Exploit program stacking. Pre-qual for DPA at the state/city level, then layer lender credits and builder concessions. The data shows programs are plentiful; the win is stitching them together cleanly. Time and test. In Q4, stale listings and end-of-year builder quotas create negotiating windows. Make data-anchored offers backed by payment math and comparable sales.
King: Market conditions are more favorable than they were last year for first-time home buyers, so I say go for it. You can never predict if the market is going to go up or down, but one thing that has been consistent is that purchasing a home is a sound economic investment and a proven way to build generational wealth.

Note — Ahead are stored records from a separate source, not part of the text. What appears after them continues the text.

Issue #5143, opened 2026-08-26
The AGENTS page's command popup is still anchored to the retired three-column prompt


macanderson:
## Problem

`crates/stella-tui/src/views/agents_page.rs::render_menu` places the page's
slash / `/model` argument popup with two magic numbers:

```rust
let popup = Rect {
    x: area.x + 3,
    y,
    width: area.width.saturating_sub(6).min(60),
    height: rows.min(area.height),
};
```

The `3` and the `6` (= `2 * 3`) were the width of the page's own prompt prefix,
`" ❯ "`. #5051 replaced that prefix with the shared
`views::frame::PROMPT_PREFIX` (`">>> "`, `PROMPT_PREFIX_W == 4`), so the popup
now sits one column left of the composer text it is completing, and its right
inset no longer matches its left one.

Nothing asserts the alignment — no golden covers the page with a popup open —
so the drift is invisible to CI.

## Files

- `crates/stella-tui/src/views/agents_page.rs` — `render_menu`

## Done means

- The popup's inset is derived from `views::frame::PROMPT_PREFIX_W`, not from a
  literal, so a future change to the prefix moves both together.
- A golden (or a buffer assertion) pins the popup's left column against the
  composer's text column, so the next drift fails rather than ships.

## Definition of done

The “Done means” prose above, as boxes the gate can read — nothing here is
new work, and nothing is ticked by the migration (#5193).

- [x] The popup's inset is derived from `views::frame::PROMPT_PREFIX_W`, not from a literal, so a future change to the prefix moves both together.
- [x] A golden (or a buffer assertion) pins the popup's left column against the composer's text column, so the next drift fails rather than ships.

macanderson:
**The premise is wrong — the popup was not misaligned.** Recording that here rather than only in the PR, because the issue reads as a live rendering bug and it is not one.

Measured, by rendering the page with the menu open and reading the columns out of the buffer:

```
PROBE col   4  "    /model"
PROBE col   4  "    /models"
PROBE col   0  ">>> /mod"
```

The popup's *rect* does start at `area.x + 3`, one column left of the composer's text at `area.x + PROMPT_PREFIX_W`. But each row is drawn as `" {name} "` — the row's own leading space is the fourth column, so the name lands exactly on the composer's text column. The arithmetic in the issue compares the rect against the text and skips the row's own inset.

[...]

Issue #5136, opened 2026-08-26
Every crate sits exactly at its prose header ceiling, so the next ordinary header reddens main


macanderson:
## Problem

`scripts/prose-density-baseline.txt` holds a per-crate **mean** module-header length and is down-only. `make prose-update` rewrites every entry to the tree's current value, so after any update run each crate sits at *exactly* its ceiling with **zero headroom**. From `python3 scripts/check-prose.py --report` on `main` at 4f4f030cf, 21 of 25 crates are at their ceiling to the hundredth:

```
    71.00  (ceiling 71.00)  crates/stella-engine
    39.03  (ceiling 39.69)  crates/stella-plugin
    38.25  (ceiling 38.25)  crates/stella-autonomy
    35.90  (ceiling 35.90)  crates/stella-runtime
    35.69  (ceiling 35.69)  crates/stella-tools
    35.00  (ceiling 35.00)  crates/stella-parity
    33.00  (ceiling 33.00)  crates/stella-home
    28.94  (ceiling 28.94)  crates/stella-protocol
    ...
    18.00  (ceiling 18.00)  crates/stella-embed
```

A crate at its ceiling reddens on the **next file whose header is one line above that crate's mean**. For `stella-model` that is a 19-line header; for `stella-tui`, 21. Those are ordinary headers, not forty-line essays — the guard's own bar is "two to four sentences", and a four-sentence header with a fenced example clears 20 lines easily.

## Why this is a `main`-red generator, not a PR-level annoyance

The mean is a **shared cell** in exactly the sense AGENTS.md describes for `Cargo.lock` and `scripts/file-size-baseline.txt`: two branches each adding one above-mean header are each green alone and compose into a red `main`. No pre-merge run has both halves in front of it. With zero headroom the threshold for that composition is *two ordinary PRs*, so it is not a rare event.

It already fired: **#5124**, which took three PRs to settle (#5129 landed, #5131 and #5133 were concurrent duplicate repairs) and cost a `main`-red window plus the claim collision in #5134.

## The asymmetry that makes it worse

`file-size-baseline.txt` has the same shape but two doors: `make file-size-update` raises only what must move, and `make file-size-retighten` reclaims slack as a **separate PR** — AGENTS.md is explicit that the retighten is its own change because "it is the one PR guaranteed to be racing every other merge" (#4652, #4654, #4657).

[...]

PR #5144, opened 2026-08-26
fix(stella-tui): draw the wordmark on the AGENTS page and the fleet dashboard

### LINKED ISSUE #5051: The agents page and fleet dashboard draw no tab bar and no wordmark
## Problem

Two full-frame surfaces replace the deck frame and draw none of its chrome: `views/agents_page.rs` (opened over the deck; no wordmark, no tab row, and a third prompt prefix `" ❯ "` where the deck uses `">>> "`) and `fleet_dashboard.rs` (its own chrome entirely). SPEC 3.3 puts the `stella*` wordmark in the upper right of the tab bar **on every screen**.

## Files

- `crates/stella-tui/src/views/agents_page.rs` — adopt `views/frame.rs::render_tab_row` (or at minimum the wordmark row) and the shared prompt prefix
- `crates/stella-tui/src/fleet_dashboard.rs` — same treatment

## Done means

Both surfaces show the wordmark in the upper right; the agents page uses the shared prompt prefix; goldens updated.

Spec: `design/tui-v2/SPEC.md` §3.3, §5.

macanderson:
## What & why

Two surfaces own the whole frame and replace the deck's bands: the AGENTS page
(`←` twice from an empty SESSION prompt) and the `stella fleet` live dashboard.
Each drew a header of its own invention, so neither carried the `stella*`
wordmark SPEC 3.3 puts in the upper right of **every** screen — and the page had
drifted to a third prompt prefix, `" ❯ "` at three columns, where the deck and
`views::frame` both say `">>> "`.

The fix is one function, not two copies of one:

- **`views::frame::render_chrome_row`** now owns the whole of "left content,
  wordmark hard against the right edge with a cell of air after it, dropped
  whole on a frame too narrow for both". `render_tab_row` delegates to it and is
  otherwise unchanged; the two full-frame surfaces draw their own identity
  (`AGENTS · n waiting …`, `FLEET ▸ label …`) through the same call. Three
  frames, one placement — the blessed golden shows the mark starting at column
  152 on the AGENTS page, exactly where `tab_session.txt` and `tab_graph.txt`
  put it.
- **`views::frame::PROMPT_PREFIX` / `PROMPT_PREFIX_W`** become the single
  definition of the prompt. `deck_render` had a private copy of the same two
  values and the AGENTS page had a divergent one; both now import the shared
  pair, so the page's composer, its continuation rows, its caret offset and its
  hint-row indent all move together.

**The page deliberately does not draw the tab list**, which is the "or at
minimum the wordmark row" branch of the issue. Every key belongs to the page
until `esc` closes it, so nine tab names none of them reaches would be the dead
chrome #5049 took off the SESSION row. The wordmark is the half of that row that
still means something on a surface with no tabs; the fleet dashboard has no
`DeckUi` at all and could not draw the list in any case.

Closes #5051

## The witness

Two, one per surface, both buffer assertions — painting is the whole defect, so
there is no key, state or event that observes a missing wordmark:

- `stella_tui::deck_ui::tests::agents_page::the_agents_page_wears_the_decks_wordmark_and_prompt_prefix`
- `stella_tui::fleet_dashboard::tests::the_header_row_carries_the_wordmark_on_its_right_edge`

Each reads the **top row** rather than the whole frame, so the mark's *place* is
pinned and not merely its presence; the page's test also asserts the `>>> `
prefix is there and the `❯` is gone.

Verified the artisanal way — the production files (`views/frame.rs`,
`views/agents_page.rs`, `fleet_dashboard.rs`, `deck_render.rs`) stashed while
the tests stayed:

```
test deck_ui::tests::agents_page::the_agents_page_wears_the_decks_wordmark_and_prompt_prefix ... FAILED
test fleet_dashboard::tests::the_header_row_carries_the_wordmark_on_its_right_edge ... FAILED
```

and after `git stash pop`, both `ok`.

Two goldens re-blessed and read line by line: `page_agents.txt` and
`page_agents_reply.txt` gain `stella*` on the header row, take `>>> ` on the
composer, and shift the hint row one column to stay under it. Nothing else in
either frame moved. No `#[test]` was deleted or renamed.

## The gate

- [x] `cargo fmt --check`
- [x] `cargo clippy -p stella-tui --all-targets -- -D warnings` (scoped per
      AGENTS.md SD-1; `-p stella-cli` checked as the direct dependent)
- [x] `cargo test -p stella-tui` — 1158 lib + every integration target green
- [x] Docs updated: the module header's rendering, `render_chrome_row`'s and
      `PROMPT_PREFIX`'s doc comments, and the `page_agents` golden's stale
      description (it described the SUB-AGENTS overlay)
- [x] `Closes #5051` appears above and as a commit trailer

Gate guards run locally: `prose`, `file-size`, `god-files`, `no-scratch`,
`brand-case`, `design-refs`, `dead-code-allows`, `duplicate-claims`,
`measured-constants`, `consumer-sites`, `typed-errors`, `deck-paths`,
`transcript-surfaces`, `tokens`, `line-citations`, `module-reachability`,
`invariants`, `left-behind` — all clean.

## Nothing left behind

- [x] Filed: #5143 — the page's command popup is still anchored to the retired
      three-column prompt (`area.x + 3`, `width - 6`), and no golden covers the
      page with a popup open.

- **No ADR.** The outcome was not a choice: SPEC 3.3 already says the wordmark
  is on every screen. The only decision was *where the placement lives*, and it
  is recorded on `render_chrome_row` itself.
- **The header prose is deliberately terse.** `check-prose`'s module-header
  ratchet has `crates/stella-tui` sitting exactly on its ceiling (#5136), so the
  three headers I touched are net-zero in lines: the reasoning went onto
  `render_chrome_row`'s doc comment and the two call sites instead, where a
  reader following the code will hit it anyway.
- **Page geometry is unchanged.** The header moved out of the body `Paragraph`
  into its own row and the blank line under it stayed behind, so `foot()` and
  `composer_cursor` still agree to the cell — which the existing #4626 caret
  test (updated for the four-column prefix) continues to prove.

## Summary by Sourcery

Restore consistent branding and prompt chrome across the AGENTS page and fleet dashboard.

Bug Fixes:
- Restore the `stella*` wordmark to the AGENTS page and fleet dashboard while keeping it positioned at the upper-right edge consistently with deck screens.
- Standardize the AGENTS page composer and related layout indentation on the shared `>>> ` prompt prefix.

Enhancements:
- Centralize full-frame chrome rendering so the deck, AGENTS page, and fleet dashboard share consistent wordmark placement and narrow-frame behavior.

Documentation:
- Update rendering documentation and the AGENTS page golden description to reflect the full-frame header and wordmark.

Tests:
- Add buffer-level witness tests covering wordmark placement on the AGENTS page and fleet dashboard, and update cursor and snapshot expectations for the shared prompt and header.


macanderson:
CI note: this branch's own gate is green — in `fmt + clippy + test`, `cargo fmt --check`, `cargo clippy -D warnings`, `cargo doc -D warnings` and the full-workspace `cargo test` all passed, along with `file size ratchet`, `guard self-tests`, `duplicate claims`, MSRV check, `cargo deny + audit` and `no edit is undone inside the branch`.

The three red checks are `main`-side breakage (#5140, `main is not known-broken` says so outright), and every file they name is one this PR does not touch and this branch does not contain:

- `gate steps no other workflow runs` → `check-prose` on `.claude/hooks/no-full-test-builds.sh` and `docs/scr/SCR-00{1,5}-*.md`
- `docs guards` → `check-doc-links` on `docs/scr/*` frontmatter and `docs/adr/0015-adopt-standing-decisions-scr-corpus.md`
- `fmt + clippy + test`'s only failing step → `check-action-pins` on `.github/workflows/triage-guard.yml`

`check-prose` flags nothing in this diff; I ran it locally against the branch before pushing, and it is also why the three module headers here are net-zero in lines (`crates/stella-tui` sits exactly on its header-density ceiling — #5136).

Williamson: Avoid the FOMO trap. First-time buyers should approach this market with a long-term mindset. Rather than chasing short-term rate dips or stretching for a home that strains the budget, focus on financial readiness and smart decision-making. The fourth quarter often brings less competition and more motivated sellers, especially in markets with rising inventory. Use this to your advantage by negotiating confidently and being selective. A well-priced home in a neighborhood that fits your lifestyle will serve you better than a rushed purchase driven by fear of missing out. Your first home should fit your life, not just the market moment.
The bottom line
Buying your first home can be as intimidating as it is exciting. But preparing yourself and heeding sound professional advice can help you navigate the housing market.
If you’re ready to begin your path to homeownership, find a local lender and real estate professional you trust to get started.